[Exercise prompt]: The lines of the records that include "selectLocation" should all be copied.

** Data excerpts follows **

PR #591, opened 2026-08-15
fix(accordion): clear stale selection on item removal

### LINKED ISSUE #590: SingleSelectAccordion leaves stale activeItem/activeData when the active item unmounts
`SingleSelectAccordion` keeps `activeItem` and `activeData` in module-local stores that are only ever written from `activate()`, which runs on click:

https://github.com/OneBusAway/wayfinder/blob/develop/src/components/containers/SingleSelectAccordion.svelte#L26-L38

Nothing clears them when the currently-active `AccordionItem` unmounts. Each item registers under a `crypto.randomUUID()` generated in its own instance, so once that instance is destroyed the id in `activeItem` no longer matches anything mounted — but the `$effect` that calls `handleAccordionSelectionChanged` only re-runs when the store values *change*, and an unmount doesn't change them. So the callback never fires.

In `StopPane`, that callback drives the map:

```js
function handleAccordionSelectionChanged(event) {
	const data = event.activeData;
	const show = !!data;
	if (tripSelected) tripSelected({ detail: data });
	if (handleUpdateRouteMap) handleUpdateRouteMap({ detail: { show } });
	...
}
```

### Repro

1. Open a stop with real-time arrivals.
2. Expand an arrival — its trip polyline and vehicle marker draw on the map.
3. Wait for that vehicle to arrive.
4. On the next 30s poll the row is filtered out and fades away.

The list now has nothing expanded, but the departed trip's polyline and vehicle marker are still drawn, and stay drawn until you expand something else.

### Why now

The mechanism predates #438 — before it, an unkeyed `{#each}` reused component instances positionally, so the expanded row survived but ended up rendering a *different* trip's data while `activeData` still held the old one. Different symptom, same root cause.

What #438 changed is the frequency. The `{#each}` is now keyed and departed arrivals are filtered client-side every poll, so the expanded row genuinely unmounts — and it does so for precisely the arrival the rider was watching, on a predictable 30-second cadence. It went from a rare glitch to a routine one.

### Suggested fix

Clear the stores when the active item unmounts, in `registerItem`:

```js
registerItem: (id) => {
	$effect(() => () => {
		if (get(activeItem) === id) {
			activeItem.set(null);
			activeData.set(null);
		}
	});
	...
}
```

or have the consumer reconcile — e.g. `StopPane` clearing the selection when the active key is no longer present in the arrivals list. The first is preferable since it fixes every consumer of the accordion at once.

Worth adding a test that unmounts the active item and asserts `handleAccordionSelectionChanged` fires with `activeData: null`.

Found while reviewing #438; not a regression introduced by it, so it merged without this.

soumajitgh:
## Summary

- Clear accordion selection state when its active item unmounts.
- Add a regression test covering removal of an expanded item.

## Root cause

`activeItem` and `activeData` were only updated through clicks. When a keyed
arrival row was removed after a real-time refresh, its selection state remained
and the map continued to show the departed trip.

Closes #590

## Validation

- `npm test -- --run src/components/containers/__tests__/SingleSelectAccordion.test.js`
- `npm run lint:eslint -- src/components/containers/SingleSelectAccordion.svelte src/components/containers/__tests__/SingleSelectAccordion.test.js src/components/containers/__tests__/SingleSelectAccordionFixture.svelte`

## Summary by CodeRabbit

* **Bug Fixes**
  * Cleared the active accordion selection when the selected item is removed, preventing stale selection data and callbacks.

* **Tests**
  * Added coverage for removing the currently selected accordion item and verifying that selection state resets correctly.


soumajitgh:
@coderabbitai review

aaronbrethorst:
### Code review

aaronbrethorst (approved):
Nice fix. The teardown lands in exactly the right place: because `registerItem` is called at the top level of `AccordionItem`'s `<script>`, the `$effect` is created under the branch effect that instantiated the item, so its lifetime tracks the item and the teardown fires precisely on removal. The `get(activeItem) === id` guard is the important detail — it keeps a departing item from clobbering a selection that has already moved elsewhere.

** End of Data excerpts **
** Data excerpts follows **

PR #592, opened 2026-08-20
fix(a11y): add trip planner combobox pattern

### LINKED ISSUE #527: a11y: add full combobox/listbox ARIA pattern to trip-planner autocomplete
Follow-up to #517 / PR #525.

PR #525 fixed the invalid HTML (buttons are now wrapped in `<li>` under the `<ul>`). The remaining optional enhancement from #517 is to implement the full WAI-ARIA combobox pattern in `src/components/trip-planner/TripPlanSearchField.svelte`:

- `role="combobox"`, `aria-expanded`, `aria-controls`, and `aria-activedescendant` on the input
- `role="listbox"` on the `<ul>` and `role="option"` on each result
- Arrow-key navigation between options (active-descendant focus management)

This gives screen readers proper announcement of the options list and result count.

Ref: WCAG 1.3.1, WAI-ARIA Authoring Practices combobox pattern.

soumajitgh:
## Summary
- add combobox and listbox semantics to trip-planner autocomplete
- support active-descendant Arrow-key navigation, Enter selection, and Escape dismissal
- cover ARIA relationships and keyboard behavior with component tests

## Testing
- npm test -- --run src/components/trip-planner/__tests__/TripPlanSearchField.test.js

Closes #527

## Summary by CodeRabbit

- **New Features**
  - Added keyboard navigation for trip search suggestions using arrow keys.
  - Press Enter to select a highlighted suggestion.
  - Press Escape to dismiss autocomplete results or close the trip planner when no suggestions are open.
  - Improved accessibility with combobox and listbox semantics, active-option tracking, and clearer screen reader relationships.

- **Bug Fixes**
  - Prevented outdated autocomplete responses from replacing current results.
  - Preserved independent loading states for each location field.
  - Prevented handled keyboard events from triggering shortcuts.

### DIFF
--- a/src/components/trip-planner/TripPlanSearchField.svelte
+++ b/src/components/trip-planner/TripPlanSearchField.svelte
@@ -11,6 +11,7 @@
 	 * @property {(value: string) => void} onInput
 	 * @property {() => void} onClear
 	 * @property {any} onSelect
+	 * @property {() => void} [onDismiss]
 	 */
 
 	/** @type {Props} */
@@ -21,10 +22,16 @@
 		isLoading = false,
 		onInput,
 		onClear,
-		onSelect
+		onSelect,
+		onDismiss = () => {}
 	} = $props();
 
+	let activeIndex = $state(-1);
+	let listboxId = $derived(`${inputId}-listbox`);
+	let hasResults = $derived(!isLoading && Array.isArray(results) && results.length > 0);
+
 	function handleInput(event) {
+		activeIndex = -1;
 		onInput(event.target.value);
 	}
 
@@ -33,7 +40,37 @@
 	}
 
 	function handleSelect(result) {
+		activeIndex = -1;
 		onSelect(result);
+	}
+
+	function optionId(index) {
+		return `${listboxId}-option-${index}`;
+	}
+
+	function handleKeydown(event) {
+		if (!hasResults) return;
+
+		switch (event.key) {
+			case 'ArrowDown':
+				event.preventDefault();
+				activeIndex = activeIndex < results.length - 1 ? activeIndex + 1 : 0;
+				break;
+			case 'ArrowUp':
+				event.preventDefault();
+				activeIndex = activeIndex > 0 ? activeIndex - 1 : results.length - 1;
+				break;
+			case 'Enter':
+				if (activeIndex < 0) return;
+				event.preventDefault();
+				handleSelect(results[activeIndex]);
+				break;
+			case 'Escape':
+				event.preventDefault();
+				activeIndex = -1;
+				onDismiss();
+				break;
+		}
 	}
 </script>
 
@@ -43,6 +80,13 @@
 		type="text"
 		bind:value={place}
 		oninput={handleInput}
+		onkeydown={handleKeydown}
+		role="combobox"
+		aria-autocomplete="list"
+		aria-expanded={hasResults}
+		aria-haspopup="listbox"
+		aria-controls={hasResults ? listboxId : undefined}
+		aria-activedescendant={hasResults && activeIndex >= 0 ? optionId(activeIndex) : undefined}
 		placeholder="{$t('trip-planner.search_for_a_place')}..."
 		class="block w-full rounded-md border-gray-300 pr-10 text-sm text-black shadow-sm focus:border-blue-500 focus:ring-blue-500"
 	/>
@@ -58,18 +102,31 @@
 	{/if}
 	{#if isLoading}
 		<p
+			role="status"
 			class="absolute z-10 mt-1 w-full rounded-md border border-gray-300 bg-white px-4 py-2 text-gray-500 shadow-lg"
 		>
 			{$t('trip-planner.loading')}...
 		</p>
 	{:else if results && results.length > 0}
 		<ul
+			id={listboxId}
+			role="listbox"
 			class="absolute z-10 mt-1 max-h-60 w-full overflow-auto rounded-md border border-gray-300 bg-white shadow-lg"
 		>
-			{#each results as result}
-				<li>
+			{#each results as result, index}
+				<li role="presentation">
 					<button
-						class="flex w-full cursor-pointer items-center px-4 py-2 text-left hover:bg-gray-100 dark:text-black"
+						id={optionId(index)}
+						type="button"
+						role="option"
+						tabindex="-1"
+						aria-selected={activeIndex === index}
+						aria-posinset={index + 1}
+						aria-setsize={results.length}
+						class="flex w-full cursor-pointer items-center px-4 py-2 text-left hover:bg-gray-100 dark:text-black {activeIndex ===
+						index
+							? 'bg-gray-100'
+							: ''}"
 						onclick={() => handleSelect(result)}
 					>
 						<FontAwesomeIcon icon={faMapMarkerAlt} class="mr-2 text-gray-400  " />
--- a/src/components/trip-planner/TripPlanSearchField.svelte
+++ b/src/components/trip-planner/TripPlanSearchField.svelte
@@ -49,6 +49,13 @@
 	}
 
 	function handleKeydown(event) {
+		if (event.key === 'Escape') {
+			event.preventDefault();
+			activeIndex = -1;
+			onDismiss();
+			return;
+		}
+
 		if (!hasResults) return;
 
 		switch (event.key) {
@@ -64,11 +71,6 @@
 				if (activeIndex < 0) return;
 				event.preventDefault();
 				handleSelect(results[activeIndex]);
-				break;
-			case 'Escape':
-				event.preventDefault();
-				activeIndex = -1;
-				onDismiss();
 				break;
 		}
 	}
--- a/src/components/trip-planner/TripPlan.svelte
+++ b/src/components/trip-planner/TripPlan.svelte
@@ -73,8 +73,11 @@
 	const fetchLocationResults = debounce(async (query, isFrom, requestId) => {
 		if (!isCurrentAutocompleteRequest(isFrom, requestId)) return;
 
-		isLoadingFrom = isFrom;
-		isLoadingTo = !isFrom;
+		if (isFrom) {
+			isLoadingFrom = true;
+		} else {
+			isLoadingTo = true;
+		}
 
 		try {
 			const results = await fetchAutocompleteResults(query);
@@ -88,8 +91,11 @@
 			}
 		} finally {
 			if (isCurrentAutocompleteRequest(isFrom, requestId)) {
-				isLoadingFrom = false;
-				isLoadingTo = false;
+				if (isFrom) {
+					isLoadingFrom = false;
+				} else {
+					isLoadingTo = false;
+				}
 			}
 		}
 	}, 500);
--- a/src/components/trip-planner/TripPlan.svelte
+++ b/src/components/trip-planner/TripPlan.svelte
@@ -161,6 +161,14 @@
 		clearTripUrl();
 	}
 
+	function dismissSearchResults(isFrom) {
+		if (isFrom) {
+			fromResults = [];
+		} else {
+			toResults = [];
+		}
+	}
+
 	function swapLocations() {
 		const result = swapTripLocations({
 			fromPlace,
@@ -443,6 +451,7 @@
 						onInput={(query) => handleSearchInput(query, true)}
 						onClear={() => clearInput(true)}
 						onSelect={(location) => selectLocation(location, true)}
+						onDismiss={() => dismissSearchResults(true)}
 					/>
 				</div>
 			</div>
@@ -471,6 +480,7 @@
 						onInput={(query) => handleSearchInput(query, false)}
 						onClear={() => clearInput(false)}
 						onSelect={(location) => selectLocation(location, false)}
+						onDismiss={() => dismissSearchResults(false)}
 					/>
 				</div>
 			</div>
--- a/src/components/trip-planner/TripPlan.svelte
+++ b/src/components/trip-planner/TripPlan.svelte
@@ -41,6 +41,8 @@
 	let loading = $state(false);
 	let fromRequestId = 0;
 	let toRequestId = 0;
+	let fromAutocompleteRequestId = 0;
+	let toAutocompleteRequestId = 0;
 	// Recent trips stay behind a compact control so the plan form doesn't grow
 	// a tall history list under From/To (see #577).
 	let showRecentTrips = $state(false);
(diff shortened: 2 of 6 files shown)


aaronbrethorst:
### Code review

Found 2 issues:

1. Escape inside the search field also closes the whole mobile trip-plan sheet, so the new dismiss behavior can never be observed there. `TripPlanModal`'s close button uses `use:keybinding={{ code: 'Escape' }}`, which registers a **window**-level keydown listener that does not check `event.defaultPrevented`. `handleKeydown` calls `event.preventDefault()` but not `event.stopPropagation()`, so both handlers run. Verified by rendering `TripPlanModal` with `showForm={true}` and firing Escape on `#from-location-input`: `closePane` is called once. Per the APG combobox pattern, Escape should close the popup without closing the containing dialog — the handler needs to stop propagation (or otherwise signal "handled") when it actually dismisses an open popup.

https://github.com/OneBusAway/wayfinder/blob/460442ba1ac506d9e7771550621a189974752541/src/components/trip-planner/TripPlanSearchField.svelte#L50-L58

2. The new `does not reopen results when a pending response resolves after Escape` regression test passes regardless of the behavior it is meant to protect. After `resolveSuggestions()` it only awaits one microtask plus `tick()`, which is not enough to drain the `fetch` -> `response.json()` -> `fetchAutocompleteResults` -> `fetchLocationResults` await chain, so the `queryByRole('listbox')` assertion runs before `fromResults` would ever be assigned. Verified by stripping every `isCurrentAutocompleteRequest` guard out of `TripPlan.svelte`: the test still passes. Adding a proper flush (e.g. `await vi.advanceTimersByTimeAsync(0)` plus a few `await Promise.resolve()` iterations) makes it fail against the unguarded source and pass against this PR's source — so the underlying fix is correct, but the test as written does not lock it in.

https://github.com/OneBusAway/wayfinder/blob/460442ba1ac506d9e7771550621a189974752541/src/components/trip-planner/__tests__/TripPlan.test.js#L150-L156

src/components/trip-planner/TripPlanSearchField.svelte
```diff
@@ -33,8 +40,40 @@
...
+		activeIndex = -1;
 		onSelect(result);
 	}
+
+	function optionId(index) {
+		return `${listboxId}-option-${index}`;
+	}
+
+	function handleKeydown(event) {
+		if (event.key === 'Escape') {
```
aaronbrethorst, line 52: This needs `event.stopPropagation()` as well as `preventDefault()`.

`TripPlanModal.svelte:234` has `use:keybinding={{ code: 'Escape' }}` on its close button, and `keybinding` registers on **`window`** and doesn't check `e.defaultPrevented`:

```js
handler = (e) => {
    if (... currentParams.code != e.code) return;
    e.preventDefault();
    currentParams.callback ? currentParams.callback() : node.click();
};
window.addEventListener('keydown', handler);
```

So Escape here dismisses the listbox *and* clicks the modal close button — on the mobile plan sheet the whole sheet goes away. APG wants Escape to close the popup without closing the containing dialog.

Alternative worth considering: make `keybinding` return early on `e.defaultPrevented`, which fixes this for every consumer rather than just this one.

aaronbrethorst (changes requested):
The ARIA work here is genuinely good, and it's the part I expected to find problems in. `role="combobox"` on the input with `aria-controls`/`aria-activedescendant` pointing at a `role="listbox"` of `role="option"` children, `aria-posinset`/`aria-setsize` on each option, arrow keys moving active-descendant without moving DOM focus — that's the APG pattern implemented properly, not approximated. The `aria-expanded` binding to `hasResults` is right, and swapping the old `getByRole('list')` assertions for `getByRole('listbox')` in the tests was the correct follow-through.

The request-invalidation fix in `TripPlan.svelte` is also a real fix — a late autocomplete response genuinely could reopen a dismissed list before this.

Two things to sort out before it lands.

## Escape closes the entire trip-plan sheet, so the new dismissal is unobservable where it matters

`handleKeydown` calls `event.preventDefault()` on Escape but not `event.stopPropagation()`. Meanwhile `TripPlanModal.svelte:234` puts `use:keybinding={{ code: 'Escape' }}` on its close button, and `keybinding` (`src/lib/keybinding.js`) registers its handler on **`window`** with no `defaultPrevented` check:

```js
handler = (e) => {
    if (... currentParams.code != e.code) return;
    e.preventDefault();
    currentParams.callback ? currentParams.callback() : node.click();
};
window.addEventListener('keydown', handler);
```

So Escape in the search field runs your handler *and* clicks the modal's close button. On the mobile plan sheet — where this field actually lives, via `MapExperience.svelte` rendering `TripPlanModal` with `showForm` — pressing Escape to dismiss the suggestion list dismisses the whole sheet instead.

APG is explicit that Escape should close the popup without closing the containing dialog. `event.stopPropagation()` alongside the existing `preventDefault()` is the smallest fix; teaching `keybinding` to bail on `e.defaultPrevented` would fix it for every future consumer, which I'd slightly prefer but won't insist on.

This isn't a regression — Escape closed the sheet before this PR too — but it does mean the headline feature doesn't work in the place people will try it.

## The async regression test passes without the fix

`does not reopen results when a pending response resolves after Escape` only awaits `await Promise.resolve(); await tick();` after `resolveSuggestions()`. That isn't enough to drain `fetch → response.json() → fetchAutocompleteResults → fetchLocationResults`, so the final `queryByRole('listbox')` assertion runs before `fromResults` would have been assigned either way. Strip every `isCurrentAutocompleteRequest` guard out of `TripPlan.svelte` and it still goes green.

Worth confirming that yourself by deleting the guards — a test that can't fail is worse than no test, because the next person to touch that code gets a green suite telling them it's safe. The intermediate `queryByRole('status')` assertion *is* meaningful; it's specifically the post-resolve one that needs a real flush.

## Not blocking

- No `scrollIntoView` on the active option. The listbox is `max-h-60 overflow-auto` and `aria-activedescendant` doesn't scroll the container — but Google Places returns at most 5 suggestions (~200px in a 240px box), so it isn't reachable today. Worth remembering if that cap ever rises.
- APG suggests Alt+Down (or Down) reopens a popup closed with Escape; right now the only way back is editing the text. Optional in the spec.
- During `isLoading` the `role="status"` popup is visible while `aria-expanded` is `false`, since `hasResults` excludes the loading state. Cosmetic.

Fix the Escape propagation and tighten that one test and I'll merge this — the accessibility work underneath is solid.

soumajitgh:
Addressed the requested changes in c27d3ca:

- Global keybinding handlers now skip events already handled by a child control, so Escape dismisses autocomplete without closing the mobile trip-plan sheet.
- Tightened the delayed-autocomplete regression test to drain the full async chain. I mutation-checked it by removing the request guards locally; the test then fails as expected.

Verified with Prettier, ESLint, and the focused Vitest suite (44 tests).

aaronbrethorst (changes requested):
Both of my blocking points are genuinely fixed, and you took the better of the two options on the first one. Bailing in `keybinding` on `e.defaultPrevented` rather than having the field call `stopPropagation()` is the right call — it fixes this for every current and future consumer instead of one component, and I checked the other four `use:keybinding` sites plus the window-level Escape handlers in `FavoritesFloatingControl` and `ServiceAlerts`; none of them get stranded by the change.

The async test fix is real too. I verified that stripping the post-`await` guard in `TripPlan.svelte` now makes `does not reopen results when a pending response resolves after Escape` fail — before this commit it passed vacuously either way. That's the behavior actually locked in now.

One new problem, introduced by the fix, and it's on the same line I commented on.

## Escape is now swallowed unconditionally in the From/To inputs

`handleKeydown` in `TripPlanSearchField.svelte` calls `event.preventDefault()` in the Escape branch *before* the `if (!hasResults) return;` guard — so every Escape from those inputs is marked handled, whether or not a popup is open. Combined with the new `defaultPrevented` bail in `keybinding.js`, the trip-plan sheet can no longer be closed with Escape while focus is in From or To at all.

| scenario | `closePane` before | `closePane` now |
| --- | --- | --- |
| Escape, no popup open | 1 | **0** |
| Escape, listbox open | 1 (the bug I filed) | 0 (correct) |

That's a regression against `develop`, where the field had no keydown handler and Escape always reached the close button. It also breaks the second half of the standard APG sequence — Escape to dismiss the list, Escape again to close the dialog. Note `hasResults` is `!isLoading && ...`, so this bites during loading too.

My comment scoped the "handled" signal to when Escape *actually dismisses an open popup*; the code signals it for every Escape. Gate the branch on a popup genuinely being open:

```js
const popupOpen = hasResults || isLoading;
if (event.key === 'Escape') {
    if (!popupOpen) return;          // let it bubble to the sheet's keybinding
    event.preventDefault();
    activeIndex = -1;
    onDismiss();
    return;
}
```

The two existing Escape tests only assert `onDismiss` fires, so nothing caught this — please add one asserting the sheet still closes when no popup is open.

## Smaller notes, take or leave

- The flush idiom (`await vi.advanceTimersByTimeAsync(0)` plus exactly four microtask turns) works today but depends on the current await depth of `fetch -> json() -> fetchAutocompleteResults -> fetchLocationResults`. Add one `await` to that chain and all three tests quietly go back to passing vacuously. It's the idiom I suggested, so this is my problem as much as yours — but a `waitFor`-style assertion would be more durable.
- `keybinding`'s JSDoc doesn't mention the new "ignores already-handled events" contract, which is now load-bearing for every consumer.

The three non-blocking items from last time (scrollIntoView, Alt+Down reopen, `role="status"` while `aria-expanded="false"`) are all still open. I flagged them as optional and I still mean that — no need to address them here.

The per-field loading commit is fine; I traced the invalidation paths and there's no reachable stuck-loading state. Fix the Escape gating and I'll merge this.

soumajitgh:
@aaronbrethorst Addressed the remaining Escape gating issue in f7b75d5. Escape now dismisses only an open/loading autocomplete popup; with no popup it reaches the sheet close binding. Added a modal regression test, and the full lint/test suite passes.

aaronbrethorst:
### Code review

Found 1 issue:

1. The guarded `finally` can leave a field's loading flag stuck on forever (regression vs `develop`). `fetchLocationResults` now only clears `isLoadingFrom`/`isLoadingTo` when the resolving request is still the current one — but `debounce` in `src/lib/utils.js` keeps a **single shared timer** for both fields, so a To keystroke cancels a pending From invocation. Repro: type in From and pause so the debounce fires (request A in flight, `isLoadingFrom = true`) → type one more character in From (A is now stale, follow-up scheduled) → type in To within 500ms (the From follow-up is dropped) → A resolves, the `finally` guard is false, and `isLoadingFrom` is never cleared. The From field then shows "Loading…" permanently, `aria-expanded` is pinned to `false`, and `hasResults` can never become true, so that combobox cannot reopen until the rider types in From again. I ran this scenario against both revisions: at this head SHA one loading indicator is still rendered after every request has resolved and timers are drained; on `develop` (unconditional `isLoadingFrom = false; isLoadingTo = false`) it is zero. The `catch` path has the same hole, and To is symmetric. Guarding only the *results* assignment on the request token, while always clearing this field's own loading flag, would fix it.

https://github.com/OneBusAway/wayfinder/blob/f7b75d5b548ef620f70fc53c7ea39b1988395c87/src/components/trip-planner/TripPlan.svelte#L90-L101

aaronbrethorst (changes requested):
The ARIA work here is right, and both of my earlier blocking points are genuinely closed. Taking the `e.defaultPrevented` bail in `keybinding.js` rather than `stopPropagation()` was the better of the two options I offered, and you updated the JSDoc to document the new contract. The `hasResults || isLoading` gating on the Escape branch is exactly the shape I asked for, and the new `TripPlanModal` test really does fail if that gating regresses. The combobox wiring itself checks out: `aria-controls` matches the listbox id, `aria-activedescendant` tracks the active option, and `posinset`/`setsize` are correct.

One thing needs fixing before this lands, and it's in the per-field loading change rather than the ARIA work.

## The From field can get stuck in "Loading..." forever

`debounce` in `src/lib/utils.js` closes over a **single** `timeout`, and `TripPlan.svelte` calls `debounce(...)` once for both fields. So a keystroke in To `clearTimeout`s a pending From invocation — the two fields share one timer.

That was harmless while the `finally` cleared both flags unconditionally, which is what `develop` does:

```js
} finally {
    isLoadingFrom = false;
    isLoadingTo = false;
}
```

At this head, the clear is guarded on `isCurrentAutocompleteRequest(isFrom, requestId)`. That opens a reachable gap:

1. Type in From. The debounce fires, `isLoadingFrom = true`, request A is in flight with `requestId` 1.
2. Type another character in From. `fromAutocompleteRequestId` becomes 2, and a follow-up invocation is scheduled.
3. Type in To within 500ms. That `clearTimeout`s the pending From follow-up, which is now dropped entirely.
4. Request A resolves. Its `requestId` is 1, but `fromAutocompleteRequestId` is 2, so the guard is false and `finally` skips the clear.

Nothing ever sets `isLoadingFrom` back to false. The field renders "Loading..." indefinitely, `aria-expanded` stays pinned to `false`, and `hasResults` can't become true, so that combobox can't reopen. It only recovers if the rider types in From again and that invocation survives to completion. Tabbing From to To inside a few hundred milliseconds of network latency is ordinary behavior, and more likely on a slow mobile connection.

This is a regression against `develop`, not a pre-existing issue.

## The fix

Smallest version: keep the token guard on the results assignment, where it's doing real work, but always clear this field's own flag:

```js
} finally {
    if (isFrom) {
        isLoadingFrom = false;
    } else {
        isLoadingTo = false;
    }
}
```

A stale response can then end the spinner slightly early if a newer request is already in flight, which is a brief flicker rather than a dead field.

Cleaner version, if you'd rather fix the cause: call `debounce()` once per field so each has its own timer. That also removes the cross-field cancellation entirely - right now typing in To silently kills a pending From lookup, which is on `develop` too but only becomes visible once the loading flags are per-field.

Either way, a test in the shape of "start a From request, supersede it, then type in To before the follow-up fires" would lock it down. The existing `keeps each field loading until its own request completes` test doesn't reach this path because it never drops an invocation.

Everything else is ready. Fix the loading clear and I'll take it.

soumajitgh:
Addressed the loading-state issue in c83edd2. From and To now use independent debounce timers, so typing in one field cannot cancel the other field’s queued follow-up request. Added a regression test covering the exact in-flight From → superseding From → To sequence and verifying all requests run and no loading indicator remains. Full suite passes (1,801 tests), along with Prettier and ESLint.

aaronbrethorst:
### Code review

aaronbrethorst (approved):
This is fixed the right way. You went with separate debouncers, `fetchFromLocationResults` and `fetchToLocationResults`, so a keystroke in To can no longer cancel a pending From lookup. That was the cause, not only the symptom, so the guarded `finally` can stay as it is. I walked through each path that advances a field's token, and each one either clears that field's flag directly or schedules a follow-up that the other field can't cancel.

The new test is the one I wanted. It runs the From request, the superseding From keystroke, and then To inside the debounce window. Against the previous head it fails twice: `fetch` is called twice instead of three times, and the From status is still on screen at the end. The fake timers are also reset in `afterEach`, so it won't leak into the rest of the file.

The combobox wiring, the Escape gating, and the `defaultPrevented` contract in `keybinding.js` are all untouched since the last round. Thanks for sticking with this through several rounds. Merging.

** End of Data excerpts **
** Data excerpts follows **

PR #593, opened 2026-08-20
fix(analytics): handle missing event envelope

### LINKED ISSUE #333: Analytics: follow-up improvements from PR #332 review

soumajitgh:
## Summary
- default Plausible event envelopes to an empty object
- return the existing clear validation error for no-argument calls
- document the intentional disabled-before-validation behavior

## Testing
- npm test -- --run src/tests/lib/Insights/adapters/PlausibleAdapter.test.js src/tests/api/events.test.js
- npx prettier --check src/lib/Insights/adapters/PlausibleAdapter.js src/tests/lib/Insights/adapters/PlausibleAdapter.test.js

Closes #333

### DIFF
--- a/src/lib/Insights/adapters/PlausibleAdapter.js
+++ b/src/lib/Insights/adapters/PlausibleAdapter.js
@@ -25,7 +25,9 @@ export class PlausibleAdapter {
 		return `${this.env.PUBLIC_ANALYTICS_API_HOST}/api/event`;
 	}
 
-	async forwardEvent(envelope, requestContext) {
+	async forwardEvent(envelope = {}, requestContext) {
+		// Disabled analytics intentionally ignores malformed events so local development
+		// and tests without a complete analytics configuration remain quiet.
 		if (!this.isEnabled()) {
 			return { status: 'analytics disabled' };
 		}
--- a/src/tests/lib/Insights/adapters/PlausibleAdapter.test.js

** End of Data excerpts **

[Result of this task]:
 						onSelect={(location) => selectLocation(location, true)}
 						onSelect={(location) => selectLocation(location, false)}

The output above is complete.